(Data items)

PR #381, opened 2022-02-26
Add dynamic command registration

### LINKED ISSUE #379: Register commands dynamically
It'd be nice if we could handle command registrations dynamically when shell is running. We could start with something simple like allow add/remove commands from a `CommandRegistry`.

jvalkeal:
- Extend CommandRegistry for add/remove methods.
- For rest of shell classes move to use registry
  directly instead of caching commands as registry
  is not immutable anymore.
- Add new sample
- Fixes #379

### DIFF
--- a/spring-shell-core/src/main/java/org/springframework/shell/ConfigurableCommandRegistry.java
+++ b/spring-shell-core/src/main/java/org/springframework/shell/ConfigurableCommandRegistry.java
@@ -58,6 +58,16 @@ public class ConfigurableCommandRegistry implements CommandRegistry {
 				.collect(Collectors.toMap(e -> e.getKey(), e -> e.getValue()));
 	}
 
+	@Override
+	public void addCommand(String name, MethodTarget target) {
+		commands.put(name, target);
+	}
+
+	@Override
+	public void removeCommand(String name) {
+		commands.remove(name);
+	}
+
 	public void register(String name, MethodTarget target) {
 		MethodTarget previous = commands.get(name);
 		if (previous != null) {
--- a/spring-shell-core/src/main/java/org/springframework/shell/MethodTarget.java
+++ b/spring-shell-core/src/main/java/org/springframework/shell/MethodTarget.java
@@ -72,6 +72,14 @@ public class MethodTarget implements Command {
 	 * Construct a MethodTarget for the unique method named {@literal name} on the given object. Fails with an exception
 	 * in case of overloaded method.
 	 */
+	public static MethodTarget of(String name, Object bean, String description, String group) {
+		return of(name, bean, new Help(description, group));
+	}
+
+	/**
+	 * Construct a MethodTarget for the unique method named {@literal name} on the given object. Fails with an exception
+	 * in case of overloaded method.
+	 */
 	public static MethodTarget of(String name, Object bean, Help help) {
 		return of(name, bean, help, null);
 	}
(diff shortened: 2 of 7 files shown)


spring-shell-core/src/main/java/org/springframework/shell/ConfigurableCommandRegistry.java
```diff
@@ -58,6 +58,16 @@ else if (mim == InteractionMode.NONINTERACTIVE) {
 				.collect(Collectors.toMap(e -> e.getKey(), e -> e.getValue()));
 	}
 
+	@Override
+	public void addCommand(String name, MethodTarget target) {
+		commands.put(name, target);
```
onobc, line 63: Should we log warning when a command is overrwrritten? Not sure when this would happen, but it may be helpful to know when/if it does.

spring-shell-core/src/main/java/org/springframework/shell/MethodTarget.java
```diff
@@ -68,6 +68,14 @@ public MethodTarget(Method method, Object bean, Help help, Supplier<Availability
 		this.interactionMode = interactionMode;
 	}
 
+	/**
+	 * Construct a MethodTarget for the unique method named {@literal name} on the given object. Fails with an exception
+	 * in case of overloaded method.
+	 */
```
onobc, line 74: Do you mind adding doc for the params?

spring-shell-core/src/main/java/org/springframework/shell/Shell.java
```diff
@@ -158,6 +143,7 @@ public Object evaluate(Input input) {
 
 		List<String> words = input.words();
 		if (command != null) {
+			Map<String, MethodTarget> methodTargets = commandRegistry.listCommands();
```
onobc, line 146: A slight improvement would be to move this into a `methodTargets()` method (used in 3 places) and it may also be an easy area of extension to allow getting commands in a slightly different fashion.

spring-shell-samples/src/main/java/org/springframework/shell/samples/standard/RegisterCommands.java
```diff
@@ -0,0 +1,65 @@
...
+import org.springframework.shell.MethodTarget;
+import org.springframework.shell.standard.AbstractShellComponent;
+import org.springframework.shell.standard.ShellComponent;
+import org.springframework.shell.standard.ShellMethod;
+import org.springframework.shell.standard.ShellOption;
+
+@ShellComponent
+public class RegisterCommands extends AbstractShellComponent {
+
+	private final PojoMethods pojoMethods = new PojoMethods();
```
onobc, line 27: **[NIT]** Indention

spring-shell-samples/src/main/java/org/springframework/shell/samples/standard/RegisterCommands.java
```diff
@@ -0,0 +1,65 @@
...
+package org.springframework.shell.samples.standard;
+
+import org.springframework.shell.MethodTarget;
+import org.springframework.shell.standard.AbstractShellComponent;
+import org.springframework.shell.standard.ShellComponent;
+import org.springframework.shell.standard.ShellMethod;
+import org.springframework.shell.standard.ShellOption;
+
+@ShellComponent
+public class RegisterCommands extends AbstractShellComponent {
```
onobc, line 25: This does test the dynamic commands, but is not a test. 

I was looking for an IT that does some coarse-grained testing that we could add coverage to. We do not have one - may be a good thing to add. 

Do the current unit tests cover the new functionality?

- **What this task involves**: Scan the records above for the string "group", then select every line that holds it.

- **Response area**:
+	public static MethodTarget of(String name, Object bean, String description, String group) {
+		return of(name, bean, new Help(description, group));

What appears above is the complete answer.